Set the data down once more, exactly as it is written.

-- -- --

PR #7611, opened 2023-04-24
fix(cli): git URL parsing for subgroups

brandonspark:
y'all would have thought this was Lagrange's theorem, because today we're talking about subgroups

## What:
This PR fixes URL parsing for URLs which have a "subgroup" structure, which is to say that it is in a "nested grouping structure". Previously, we would butcher these URLs, and produce things like `https://https//gitlab.com/r2cexamples2/group2/group3/chess-game` from `https://gitlab.com/r2cexamples2/group2/group3/chess-game.git`.

## Why:
We want clickable URLs.

## How:
Made it such that when parsing the "owner" of a project, it can include slashes (so it might be multiple such entries in the URL, instead of just one).

## Test plan:
Added a test suite for git URL parsing, which we can use for the future.

I don't actually know what the end target URL is supposed to look like, but I presume it should look similar to what the working example is (which produces `https://gitlab.com/r2cexamples2/webgoat` from `https://gitlab.com/r2cexamples2/webgoat.git`)

Closes PA-2669

PR checklist:

### DIFF
--- a/changelog.d/pa-2669.fixed
+++ b/changelog.d/pa-2669.fixed
@@ -1,0 +1,3 @@
+CLI: Fixed a bug where Git projects with URLs with subgroups would not parse correctly,
+and produce non-clickable links in Semgrep App. These are such as:
+https://gitlab.com/example/group2/group3/test-case.git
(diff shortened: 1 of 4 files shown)


chmccreery (approved):

brandonspark:
ignore the snapshot changes, they were from a previous iteration of the PR

PR #7616, opened 2023-04-25
Implement the Meta module

dinosaure:
PR checklist:

This PR introduces the new module `Meta.ml` which allows `osemgrep` to aggregate metadata from environment. Several questions persists and I reach the point where the code seems correct. However, the PR is not finished where I implemented only Git and GitHub modules.

These are the questions that arise and may have an impact on the continuity of this work:
1) Dependencies, currently I added 3 dependencies:
  - `bos` to invoke Git and get some informations about the Git repository
  - [`digestif`](https://github.com/mirage/digestif) to have a clean representation of the SHA1
  - [`emile`](https://github.com/dinosaure/emile) to have something which represents an email address (correctly)

  Only `bos` is highly required even if we can replace it by something else. About SHA1 and email address, we can keep a simple `string` to represent them.

2) the `Glom` module. It's a poor lense module to get metadata from a JSON file available into the CI environment. This module is only used to implement the `GitHub` module. I'm not sure that something apparent already exists so I implemented something quick and efficient for the purpose. The main point is that it uses a GADT to "coerce" JSON types into caml types (which can increase the complexity and understanding of this part of the code).

3) The design of `Meta.ml` in general. `meta.py` is built around a base class which the other classes must inherit. This kind of mechanism exists in OCaml, but the use of objects and classes is not common with this language. I decided to start with a fairly simple model of a `module type S` implementing the properties expected of classes in Python and which the various implementations should respect.

4) What seems to be most interesting is the "compilation" of the context into a Python dictionary (the `to_dict` method). I have reproduced this method in "compiling" to a "record" `type 'extension t` which can be extended (I have indeed noticed that the dictionary can have more metadata than initially expected).

5) The last point concerns the collection of information. I've tried to detach the calculation of the various metadata from what should be done when we run the `Cmdliner.Term.eval`. Thus, I expose "cmdliner" terms so that they can be reused (and especially composed with what will happen to `cli_ci/Ci_CLI.ml`). I could have just used `Sys.getenv` but I prefer not to base my work on any global state.

For these different points, this is the design that should follow for the other contexts (CircleCI, Bitbucket, etc.). In order to avoid wasting time, I would like to clarify these points before continuing further in order to start moving in the right direction :+1:.


src/osemgrep/cli_ci/Meta.mli
```diff
@@ -0,0 +1,66 @@
+(** Collect information about the project from the environment. *)
```
aryx: Can you rename to Project_metadata.ml?

And in the .ml toplevel comment says it was translated from meta.py

src/osemgrep/cli_ci/Meta.mli
```diff
@@ -0,0 +1,66 @@
...
+
+type 'e t = {
```
aryx: I have no idea what meta.py is doing. Can you add a toplevel comment in the .mli explaining
the goal of this module. Is it use to collect project metadata to send metrics data to semgrep's server?
What is a project? Should we define a Project.ml? It is git related?

aryx: Is it a project in the sense of the Semgrep app? Again maybe a Project.ml would be useful?

src/osemgrep/cli_ci/Meta.ml
```diff
@@ -0,0 +1,742 @@
...
+
+Try running the command yourself to debug the issue.|}
+      in
+      Logs.warn (fun m -> m fmt Bos.Cmd.pp cmd);
+      failwith "Error when we run a git command"
+
+(* XXX(dinosaure): [meta.py] uses a library [glom] which is able to get values
+   from a JSON value. This module implements what we need to get some values
+   from a JSON file. It's like a poor lense for JSON... *)
+module Glom = struct
```
aryx: You can put that in a separate file then, and give it a proper name (and in its toplevel comment
just say it imiates the Python Glom library).

aryx (changes requested):

src/osemgrep/cli_ci/Meta.mli
```diff
@@ -0,0 +1,66 @@
...
+  val get_merge_base_ref : env -> Digestif.SHA1.t option Lwt.t
+
+  (** Cmdliner helpers. *)
+
+  val env : env Cmdliner.Term.t
+  val make : env -> extension t
+  val term : extension t Cmdliner.Term.t
+end
+
+module Git : S with type extension = unit
```
aryx: I'm not a huge fan of nested modules. Would it be possible to move this module in a separate file?
Git_metadata.ml and Github_metadata.ml maybe?

aryx (changes requested):

aryx:
I'm fine with Bos, digestif, and emile.

aryx:
But is meta.py needed for the metrics work? I see you put the code in cli_ci/ which we actually don't want to port for now.

src/osemgrep/cli_ci/Meta.mli
dinosaure: > Is it a project in the sense of the Semgrep app? Again maybe a Project.ml would be useful?

As far as I understand, the main goal of `meta.py` is to aggregate metadata when `semgrep` is used by a CI (and, by this way, `semgrep` can lint a project for every PRs). We can surely rename it `Project` if you prefer. I don't have strong opinion about names.

dinosaure:
> But is meta.py needed for the metrics work? I see you put the code in cli_ci/ which we actually don't want to port for now.

Currently, it's more about the `ci` than `metrics`. `meta.py` is more related to when we use `semgrep` into a CI to lint a project.

aryx:
You can undraft when you think it's ready to be merged

aryx:
the circleci: semgrep failures are legit!
(you should configure pre-commit locally to find them before CI tells you about it)

semgrep.opam
```diff
@@ -70,6 +70,8 @@ depends: [
   "js_of_ocaml-ppx" {= "5.1.1"}
   "ctypes_stubs_js"
   "integers_stubs_js"
+  "emile"
```
aryx, line 56: you also need to add digestif.c also here.
semgrep.opam is the only thing we use right now I think in CI to install packages.

aryx (changes requested):
you need to fix the CI (legit) errors

commons.opam
```diff
@@ -28,6 +28,8 @@ depends: [
   "ppx_hash" {>= "v0.14.0"}
   "parmap" {>= "1.2.4"}
   "odoc" {with-doc}
+  "digestif" {>= "1.0.0"}
```
aryx: Sorry about the inconvenience, but can you merge the latest develop?
Those things are now specified in the dune-project file.

src/osemgrep/cli_ci/Git_metadata.ml
```diff
@@ -0,0 +1,171 @@
+(*****************************************************************************)
+(* Types and constants *)
+(*****************************************************************************)
+
+type extension = unit
+
+type env = {
+  _SEMGREP_REPO_NAME : string option;
```
aryx, line 8: smart, nice way to match the env variable by prefixing with a _.
I'll do that too maybe in Semgrep_envvars.mli then!

dinosaure: Yes, it's a question of style that one may not like 🙂

aryx (approved):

-- -- --

- Task solution
PR #7611, opened 2023-04-24
fix(cli): git URL parsing for subgroups

brandonspark:
y'all would have thought this was Lagrange's theorem, because today we're talking about subgroups

## What:
This PR fixes URL parsing for URLs which have a "subgroup" structure, which is to say that it is in a "nested grouping structure". Previously, we would butcher these URLs, and produce things like `https://https//gitlab.com/r2cexamples2/group2/group3/chess-game` from `https://gitlab.com/r2cexamples2/group2/group3/chess-game.git`.

## Why:
We want clickable URLs.

## How:
Made it such that when parsing the "owner" of a project, it can include slashes (so it might be multiple such entries in the URL, instead of just one).

## Test plan:
Added a test suite for git URL parsing, which we can use for the future.

I don't actually know what the end target URL is supposed to look like, but I presume it should look similar to what the working example is (which produces `https://gitlab.com/r2cexamples2/webgoat` from `https://gitlab.com/r2cexamples2/webgoat.git`)

Closes PA-2669

PR checklist:

### DIFF
--- a/changelog.d/pa-2669.fixed
+++ b/changelog.d/pa-2669.fixed
@@ -1,0 +1,3 @@
+CLI: Fixed a bug where Git projects with URLs with subgroups would not parse correctly,
+and produce non-clickable links in Semgrep App. These are such as:
+https://gitlab.com/example/group2/group3/test-case.git
(diff shortened: 1 of 4 files shown)


chmccreery (approved):

brandonspark:
ignore the snapshot changes, they were from a previous iteration of the PR

PR #7616, opened 2023-04-25
Implement the Meta module

dinosaure:
PR checklist:

This PR introduces the new module `Meta.ml` which allows `osemgrep` to aggregate metadata from environment. Several questions persists and I reach the point where the code seems correct. However, the PR is not finished where I implemented only Git and GitHub modules.

These are the questions that arise and may have an impact on the continuity of this work:
1) Dependencies, currently I added 3 dependencies:
  - `bos` to invoke Git and get some informations about the Git repository
  - [`digestif`](https://github.com/mirage/digestif) to have a clean representation of the SHA1
  - [`emile`](https://github.com/dinosaure/emile) to have something which represents an email address (correctly)

  Only `bos` is highly required even if we can replace it by something else. About SHA1 and email address, we can keep a simple `string` to represent them.

2) the `Glom` module. It's a poor lense module to get metadata from a JSON file available into the CI environment. This module is only used to implement the `GitHub` module. I'm not sure that something apparent already exists so I implemented something quick and efficient for the purpose. The main point is that it uses a GADT to "coerce" JSON types into caml types (which can increase the complexity and understanding of this part of the code).

3) The design of `Meta.ml` in general. `meta.py` is built around a base class which the other classes must inherit. This kind of mechanism exists in OCaml, but the use of objects and classes is not common with this language. I decided to start with a fairly simple model of a `module type S` implementing the properties expected of classes in Python and which the various implementations should respect.

4) What seems to be most interesting is the "compilation" of the context into a Python dictionary (the `to_dict` method). I have reproduced this method in "compiling" to a "record" `type 'extension t` which can be extended (I have indeed noticed that the dictionary can have more metadata than initially expected).

5) The last point concerns the collection of information. I've tried to detach the calculation of the various metadata from what should be done when we run the `Cmdliner.Term.eval`. Thus, I expose "cmdliner" terms so that they can be reused (and especially composed with what will happen to `cli_ci/Ci_CLI.ml`). I could have just used `Sys.getenv` but I prefer not to base my work on any global state.

For these different points, this is the design that should follow for the other contexts (CircleCI, Bitbucket, etc.). In order to avoid wasting time, I would like to clarify these points before continuing further in order to start moving in the right direction :+1:.


src/osemgrep/cli_ci/Meta.mli
```diff
@@ -0,0 +1,66 @@
+(** Collect information about the project from the environment. *)
```
aryx: Can you rename to Project_metadata.ml?

And in the .ml toplevel comment says it was translated from meta.py

src/osemgrep/cli_ci/Meta.mli
```diff
@@ -0,0 +1,66 @@
...
+
+type 'e t = {
```
aryx: I have no idea what meta.py is doing. Can you add a toplevel comment in the .mli explaining
the goal of this module. Is it use to collect project metadata to send metrics data to semgrep's server?
What is a project? Should we define a Project.ml? It is git related?

aryx: Is it a project in the sense of the Semgrep app? Again maybe a Project.ml would be useful?

src/osemgrep/cli_ci/Meta.ml
```diff
@@ -0,0 +1,742 @@
...
+
+Try running the command yourself to debug the issue.|}
+      in
+      Logs.warn (fun m -> m fmt Bos.Cmd.pp cmd);
+      failwith "Error when we run a git command"
+
+(* XXX(dinosaure): [meta.py] uses a library [glom] which is able to get values
+   from a JSON value. This module implements what we need to get some values
+   from a JSON file. It's like a poor lense for JSON... *)
+module Glom = struct
```
aryx: You can put that in a separate file then, and give it a proper name (and in its toplevel comment
just say it imiates the Python Glom library).

aryx (changes requested):

src/osemgrep/cli_ci/Meta.mli
```diff
@@ -0,0 +1,66 @@
...
+  val get_merge_base_ref : env -> Digestif.SHA1.t option Lwt.t
+
+  (** Cmdliner helpers. *)
+
+  val env : env Cmdliner.Term.t
+  val make : env -> extension t
+  val term : extension t Cmdliner.Term.t
+end
+
+module Git : S with type extension = unit
```
aryx: I'm not a huge fan of nested modules. Would it be possible to move this module in a separate file?
Git_metadata.ml and Github_metadata.ml maybe?

aryx (changes requested):

aryx:
I'm fine with Bos, digestif, and emile.

aryx:
But is meta.py needed for the metrics work? I see you put the code in cli_ci/ which we actually don't want to port for now.

src/osemgrep/cli_ci/Meta.mli
dinosaure: > Is it a project in the sense of the Semgrep app? Again maybe a Project.ml would be useful?

As far as I understand, the main goal of `meta.py` is to aggregate metadata when `semgrep` is used by a CI (and, by this way, `semgrep` can lint a project for every PRs). We can surely rename it `Project` if you prefer. I don't have strong opinion about names.

dinosaure:
> But is meta.py needed for the metrics work? I see you put the code in cli_ci/ which we actually don't want to port for now.

Currently, it's more about the `ci` than `metrics`. `meta.py` is more related to when we use `semgrep` into a CI to lint a project.

aryx:
You can undraft when you think it's ready to be merged

aryx:
the circleci: semgrep failures are legit!
(you should configure pre-commit locally to find them before CI tells you about it)

semgrep.opam
```diff
@@ -70,6 +70,8 @@ depends: [
   "js_of_ocaml-ppx" {= "5.1.1"}
   "ctypes_stubs_js"
   "integers_stubs_js"
+  "emile"
```
aryx, line 56: you also need to add digestif.c also here.
semgrep.opam is the only thing we use right now I think in CI to install packages.

aryx (changes requested):
you need to fix the CI (legit) errors

commons.opam
```diff
@@ -28,6 +28,8 @@ depends: [
   "ppx_hash" {>= "v0.14.0"}
   "parmap" {>= "1.2.4"}
   "odoc" {with-doc}
+  "digestif" {>= "1.0.0"}
```
aryx: Sorry about the inconvenience, but can you merge the latest develop?
Those things are now specified in the dune-project file.

src/osemgrep/cli_ci/Git_metadata.ml
```diff
@@ -0,0 +1,171 @@
+(*****************************************************************************)
+(* Types and constants *)
+(*****************************************************************************)
+
+type extension = unit
+
+type env = {
+  _SEMGREP_REPO_NAME : string option;
```
aryx, line 8: smart, nice way to match the env variable by prefixing with a _.
I'll do that too maybe in Semgrep_envvars.mli then!

dinosaure: Yes, it's a question of style that one may not like 🙂

aryx (approved):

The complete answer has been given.